Countries likely will not feel the effects of the financial crisis on HIV/AIDS "in the next six or 12 months because of commitments that have been made in better times," Piot said, adding that he wonders if it will be possible to continue enrolling 700,000 to one million people in drug treatment programs over the next few years. "If not, deaths will go up again, deaths from AIDS, no doubt about it," he said, adding, "We estimate that even if (funding) continues at the same level, deaths will go up to about three million per year by 2011."

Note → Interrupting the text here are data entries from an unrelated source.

PR #743, opened 2021-09-21
Bundle industrial_ci, if run from act

ipa-mdl:


industrial_ci/src/isolation/docker.sh
```diff
@@ -155,6 +160,10 @@ function ici_run_cmd_in_docker() {
     docker_cp "$d" "$cid:${docker_query[*]:2}/" "${docker_query[0]}" "${docker_query[1]}"
   done
 
+  if [ "$_BUNDLE_ICI" = true ]; then
+    tar -c -f - "$ICI_SRC_PATH" | docker cp - "$cid:/"
```
ipa-mdl, line 164: should strip leading slash or silence stderr

destogl:
@ipa-mdl thanks for this this! It is working!

I am using the following configuration (example tested with ros-controls/ros2_control repository):
```
jobs:
  ci_binary:
    name: Galactic binary job
    runs-on: ubuntu-latest
    strategy:
      matrix:
        env:
          - {ROS_DISTRO: galactic, ROS_REPO: main}
          - {ROS_DISTRO: galactic, ROS_REPO: testing}
    steps:
      - uses: actions/checkout@v1
      - uses: ipa-mdl/industrial_ci@feature/act-support
        with:
          config: ${{toJSON(matrix.env)}}
```

gavanderhoorn:
If this works you might want to 'advertise' it a little @ipa-mdl.

Could save tenths of notifications each day by people pushing "fixup" and "test CI" commits (as they could now run it locally).

destogl:
@ipa-mdl do you want to write short “manual” or should I. I will be glad to review it at lest :robot:

ipa-mdl:
> do you want to write short “manual” or should I.

It would be great if you could draft one.

ipa-mdl:
> in what way? You mean configs need to be changed to no longer use the matrix: ${{ toJSON(matrix) }} syntax?

@gavanderhoorn: Away from `${{ matrix.env }}`, either by passing all env entries explicitly (recommended for simple cases) or by using `config: ${{toJSON(matrix)}}`

.github/action.sh
```diff
@@ -42,4 +42,9 @@ if [ "${ABICHECK_MERGE:-}" = "auto" ]; then
   [ "$GITHUB_EVENT_NAME" != "pull_request" ] || ABICHECK_MERGE=true
 fi
 
-env "$@" bash "$DIR_THIS/../industrial_ci/src/ci_main.sh"
+if [[ $ICI_SRC_PATH == *run/act/* ]]; then
```
ipa-mdl, line 45: I had to relax this test a little bit. Not sure why, but in one of my tests it was `/run/act` instead of `/var/run/act`.

PR #752, opened 2021-10-08
Update Github Actions template

### LINKED ISSUE #590: Update Github Action template

ipa-mdl:
closes #590 

Based on https://github.com/ros-industrial/fanuc/blob/melodic-devel/.github/workflows/ci_bionic.yml


ipa-mdl:
@gavanderhoorn: Please have a look

PR #755, opened 2021-10-19
Report exit codes of individual steps to github actions

### LINKED ISSUE #753: Provide feedback on outcome of individual steps
To automate various actions in GHA depending on the outcome of steps in `industrial_ci`, it would be great to have the exit code of individual steps as [output feedback](https://docs.github.com/en/actions/learn-github-actions/workflow-commands-for-github-actions#setting-an-output-parameter).

```yaml
steps:
  - id: industrial_ci
    uses: ros-industrial/industrial_ci@master
  - name: Upload test artifacts (on test failure)
     uses: actions/upload-artifact@v2
     if: steps.industrial_ci.outputs.run_target_test != 0
     with:
          name: test-results
          path: ${{ env.BASEDIR }}/target_ws/**/test_results/**/*.xml
```

rhaschke:
Report exit codes of (most) individual steps to github actions. 
Fixes #753.

This PR essentially introduces the new CI-specific [function `ici_report_result`](https://github.com/ros-industrial/industrial_ci/pull/755/files#diff-7750e2106e8f18fadcb9a46ba499ee6d1827d5c876167a39ac693710bfabf69aR28-R30), which is called at the end of each timed build step. To [expose the produced outputs to the composite github action](https://docs.github.com/en/actions/creating-actions/metadata-syntax-for-github-actions#outputs-for-composite-actions), they need to be [declared in `action.yml`](https://github.com/ros-industrial/industrial_ci/pull/755/files#diff-1243c5424efaaa19bd8e813c5e6f6da46316e63761421b3e5f5c8ced9a36e6b6R9-R70). Finally, I added a simple unit test for this new functionality.


rhaschke:
@ipa-mdl, could you please have a look at this simple new feature and eventually merge?

ipa-mdl:
> could you please have a look at this simple new feature and eventually merge?

Looks like I did not submit my review back then for some reason..

action.yml
```diff
@@ -1,12 +1,78 @@
 name: 'ROS industrial_ci'
+description: "unning various CI checks for ROS package repositories"
```
ipa-mdl, line 2: Typo

industrial_ci/src/folding/github_actions.sh
```diff
@@ -24,3 +24,7 @@ function  ici_end_fold() {
     shift 4
     echo -e "##[endgroup]"
 }
+
+function ici_report_result() {
+    echo "::set-output name=$1::$2"
+}
```
ipa-mdl, line 30: Please add line endings

industrial_ci/src/folding/gitlab.sh
```diff
@@ -29,3 +29,7 @@ function  ici_end_fold() {
     local end=$1; shift
     ici_ansi_cleared_line "section_end:${end::-9}:$name"
 }
+
+function ici_report_result() {
+    true
+}
```
ipa-mdl, line 35: line ending

industrial_ci/src/folding/none.sh
```diff
@@ -24,3 +24,7 @@ function  ici_end_fold() {
     shift 4
     echo "<<<<<<<<<<<<<<<<<<<<<<<<<<<<<<<<<<<<<<<<<<<<<<<<<<<<<<<<<<<<<<"
 }
+
+function ici_report_result() {
+    true
+}
```
ipa-mdl, line 30: line ending

ipa-mdl (dismissed):
In principle I am okay with this change.
However, I don't like listing the return code of the hooks (which are dynamic)..

Would it work to return the name (string..) and the exit code instead?

rhaschke:
> However, I don't like listing the return code of the hooks (which are dynamic).

That's the aim: I want to access the return codes of individual steps to steer subsequent GHA steps.
See [here](https://github.com/ros-planning/moveit/blob/27b4290f1c828192c98bc64ba31329c23834518a/.github/workflows/ci.yaml#L120) for an examplary use case.

> Would it work to return the name (string..) and the exit code instead?

Which name do you mean, `strerror()`? I would need to parse that name, later on, to access the exit code again. That doesn't make sense to me.

ipa-mdl:
> Which name do you mean, strerror()? I would need to parse that name, later on, to access the exit code again. That doesn't make sense to me.

```
failure() && (steps.ici.outputs.last_step == "run_target_test" || steps.ici.outputs.last_step == "target_test_results")
```

ipa-mdl:
We can still have a list with certain outputs, but only for a small selection of (new) checkpoints..
This would go more into the direction of stages.

* `ici_checkpoint setup_done`
* `ici_checkpoint upstream_done`
*  `ici_checkpoint target_done`
* `ici_checkpoint downstream_done`
* `ici_checkpoint all_done`

rhaschke:
Thanks for the clarification. Your idea of returning the name of the last executed stage is appealing. It easily allows checking for the name of the last executed (or failed) stage.
However it makes it hard to check that a certain (early) stage _succeeded_: You would need to test against all subsequent names.
I agree that the nasty point about my proposal is the explicit list of exports, which is hard to maintain and - as you pointed out - not comprehensive yet. But, it's a starting point :wink:

ipa-mdl:
> Return a dictionary (JSON..)

Should work: https://github.com/actions/javascript-action/blob/c1c60989a13ec68893bc5ea614991fba4aab8644/dist/index.js#L52

rhaschke:
> ```failure() && (steps.ici.outputs.steps.run_target_test || steps.ici.outputs.steps.target_test_results)```

I like this dictionary variant. Not sure, though, it will actually work. Your reference is _generating_ output not _parsing_, isn't it?
Also, we would need to collect processed steps (and their return values?) in a global array and generate the corresponding output after each step anew.

rhaschke:
As this blog post indicates, parsing of JSON outputs is not done automatically. However, doing it manually, we loose most of the benefits of your proposal :disappointed:

ipa-mdl:
> parsing of JSON outputs is not done automatically.

Hmm.
We could try to call `parseJSON` in `action.yml`.

ipa-mdl:
> generate the corresponding output after each step anew.

just in the exit handler..

I think it is worth a try.
If we cannot read JSON, then your current version is the way to go!

ipa-mdl:
Promising: https://docs.github.com/en/actions/learn-github-actions/expressions#fromjson

rhaschke:
Sure, but the test becomes somewhat uglier:
```failure() && (fromJSON(steps.ici.outputs.steps).run_target_test || fromJSON(steps.ici.outputs.steps).target_test_results)```

**Comment by ipa-mdl** [comment]
> Sure, but the test becomes somewhat uglier:

There is always a catch ;)
`fromJSON` works in `action.yml`, but gets rejected by some validator ("A mapping was not expected")

**Comment by ipa-mdl** [comment]
It [ain't stupid](https://github.com/ipa-mdl/industrial_ci/commit/f59a29bb88723ea72d3e3823da6e119e8c1c0d5c) if [it works](https://github.com/ipa-mdl/industrial_ci/runs/4098737496?check_suite_focus=true#step:4:4)

**Comment by rhaschke** [comment]
Directly running a JS file you aim to avoid the composite action and thus manually expose all outputs? Nice idea!

**Comment by ipa-mdl** [comment]
> Nice idea!

https://github.community/t/dynamic-outputs-for-action/178457/3

Luckily, I had the JS version before composite actions were available (#576).

**Comment by ipa-mdl** [comment]
https://github.com/rhaschke/industrial_ci/pull/1

**Review by ipa-mdl — APPROVED** [review]

**Comment by ipa-mdl** [comment]
@rhaschke: Could you clean-up the commits or should I squash-merge?

**Comment by rhaschke** [comment]
Please just squash-merge.

File: action.yml [hunk 5]
```diff
@@ -1,12 +1,10 @@
...
   config:
     description: 'Configuration in JSON format, e.g. from matrix'
     required: false
 runs:
-  using: "composite"
-  steps:
-    - run: $GITHUB_ACTION_PATH/.github/action.sh
-      shell: bash
-      env:
-        INPUT_CONFIG: ${{ inputs.config }}
```
rhaschke, line 12: You lost the `INPUT_CONFIG`, didn't you?

ipa-mdl: No.. it should still work.
If I recall it correctly, for composite actions you have to pass the inputs explicitly.
The tests use config, so I am sure that this works.

rhaschke:
Thanks for your effort on this! :tada:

Piot also praised the Bush administration and Congress for continuing PEPFAR, which he said is an "unprecedented program that has saved millions of lives." Piot added, "It is quite rare in international development that you can count so easily, you can measure, the impact of actions, and yet this has been the case when it comes to what PEPFAR has done, and it's unprecedented in international development." In addition, Piot commended President Bush and Secretary of State Condoleezza Rice for their comments at the recent White House summit on international development about how the U.S. should not reduce aid. "I hope that the next president will follow along the same lines," Piot said.

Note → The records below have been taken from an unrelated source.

PR #763, opened 2021-12-29
Fix folder removal

rhaschke:
Trying to keep a single folder from a larger source repository, I ran into several issues:
1. It's not easy to keep a single folder, but delete all others
2. Deleting folders as [described in the docs](https://github.com/ros-industrial/industrial_ci/blob/master/doc/index.rst#examples) [doesn't work](https://github.com/rhaschke/test/runs/4654230318):
`UPSTREAM_WORKSPACE='github:ros-controls/ros_control#melodic-devel -rqt_controller_manager'`
The folder should be specified with the repository prefix: `-ros_control/rqt_controller_manager`. However, this is clumsy.

This PR
1. remembers the last imported repository name
2. tries to delete a folder from that repo (thus matching the docs)
3. adds syntax `+folder` to keep a specific folder

Example run: https://github.com/rhaschke/test/runs/4654479819

### DIFF
--- a/industrial_ci/src/workspace.sh
+++ b/industrial_ci/src/workspace.sh
@@ -268,6 +268,7 @@ function  ici_import_directory {
 function ici_prepare_sourcespace {
     local sourcespace=$1; shift
     local basepath=$TARGET_REPO_PATH
+    local last=""
 
     ici_guard mkdir -p "$sourcespace"
 
@@ -275,6 +276,10 @@ function ici_prepare_sourcespace {
         case "$source" in
         git* | bitbucket:* | bb:* | gh:* | gl:*)
             ici_import_repository "$sourcespace" "$source"
+            # Remember imported repository in variable last
+            local parsed; parsed=$(ici_parse_repository_url "$source")
+            IFS=" " read -r -a parts <<< "$parsed" # name, type, url, version
+            last=${parts[0]}
             ;;
         http://* | https://*) # When UPSTREAM_WORKSPACE is an http url, use it directly
             ici_import_url "$sourcespace" "$source"
@@ -285,10 +290,9 @@ function ici_prepare_sourcespace {
             ici_guard rm -r "${sourcespace:?}/$file"
             ;;
         -*)
-            local file="${source:1}"
-            if [ ! -e "${sourcespace:?}/$file" ]; then
-              file="$(basename "$basepath")/$file"
-            fi
+            for file in "${source:1}" "$last/${source:1}" "$(basename "$basepath")/${source:1}"; do
+                if [ -e "${sourcespace:?}/$file" ]; then break; fi
+            done
             ici_log "Removing '${sourcespace:?}/$file'"
             ici_guard rm -r "${sourcespace:?}/$file"
             ;;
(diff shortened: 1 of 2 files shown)


ipa-mdl:
> Deleting folders as described in the docs doesn't work:

Oh, the documentation needs to be fixed!

> remembers the last imported repository name

This only works with directly specified repositories, not with rosinstall files (which are recommended for larger setups)

> tries to delete a folder from that repo (thus matching the docs)

This adds ambiguity, especially, if you mix instructions.

industrial_ci/src/workspace.sh
```diff
@@ -285,13 +290,19 @@ function ici_prepare_sourcespace {
...
+            done
             ici_log "Removing '${sourcespace:?}/$file'"
             ici_guard rm -r "${sourcespace:?}/$file"
             ;;
+        +*)
+            for file in "${source:1}" "$last/${source:1}"; do
+                if [ -e "${sourcespace:?}/$file" ]; then break; fi
+            done
+            ici_log "Moving '${sourcespace:?}/$file' to '${sourcespace:?}'"
+            ici_guard mv "${sourcespace:?}/$file" "${sourcespace:?}"
```
ipa-mdl, line 304: This does not copy parent folders..

rhaschke: Which parent folder you are referring to? I'm assuming that you would move folders below `$sourcespace` only.

rhaschke:
I'm not quite sure how to interpret your feedback.
I guess you prefer keeping fully-specified paths only and fixing the docs appropriately?
What do you think about introducing `+folder syntax` to facilitate keeping a few folders only? Do you have other suggestions for this use case?

ipa-mdl:
> Trying to keep a single folder from a larger source repository,

I was told that this could be done easily with SVN (which is still supported by Github).
But it would still make sense to come up with a better filter syntax.

Something like:
`github:ros-controls/ros_control#melodic-devel(+rqt_controller_manager,-rqt_controller_manager/CHANGELOG.rst)`

rhaschke:
> I was told that this could be done easily with SVN (which is still supported by Github).

You can use git-svn to clone an svn repo with git, but not the other way around as far as I know.

> But it would still make sense to come up with a better filter syntax, e.g.
> `github:ros-controls/ros_control#melodic-devel(+rqt_controller_manager,-rqt_controller_manager/CHANGELOG.rst)`

That would clarify that the filter applies to the specific repo, which is good.
Do you plan to drop the generic `-folder` option then? This was much more generic, allowing to remove any file/folder from the source space.

ipa-mdl:
> You can use git-svn to clone an svn repo with git, but not the other way around as far as I know.

Apparently, it works the other way around as well.
I will investigate ;)

> Do you plan to drop the generic -folder option then?

No, the old options should stay (used with rosinstall).
The new syntax would be special for all cases in which the target folder is known (vcs, path).

rhaschke:
Closing as Mathias will suggest a more specific approach.

industrial_ci/src/workspace.sh
ipa-mdl: `repo/sub1/sub2/abc` would end up in `${sourcespace}/abc`

rhaschke: Yes. Does that harm?
Of course, your syntax proposal that filters folders within a repo parent folder, will be much better. No risk for conflicts ;-)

Jennifer Kates -- vice president and director of HIV policy at the Kaiser Family Foundation -- said it is difficult to assess how the financial crisis will affect future funding levels. "How the financial crisis plays into that, we still don't know," she said.
Piot will leave his position at UNAIDS at the end of the year to head the new Institute for Global Health at Imperial College London (Vadala, CQ HealthBeat, 10/28).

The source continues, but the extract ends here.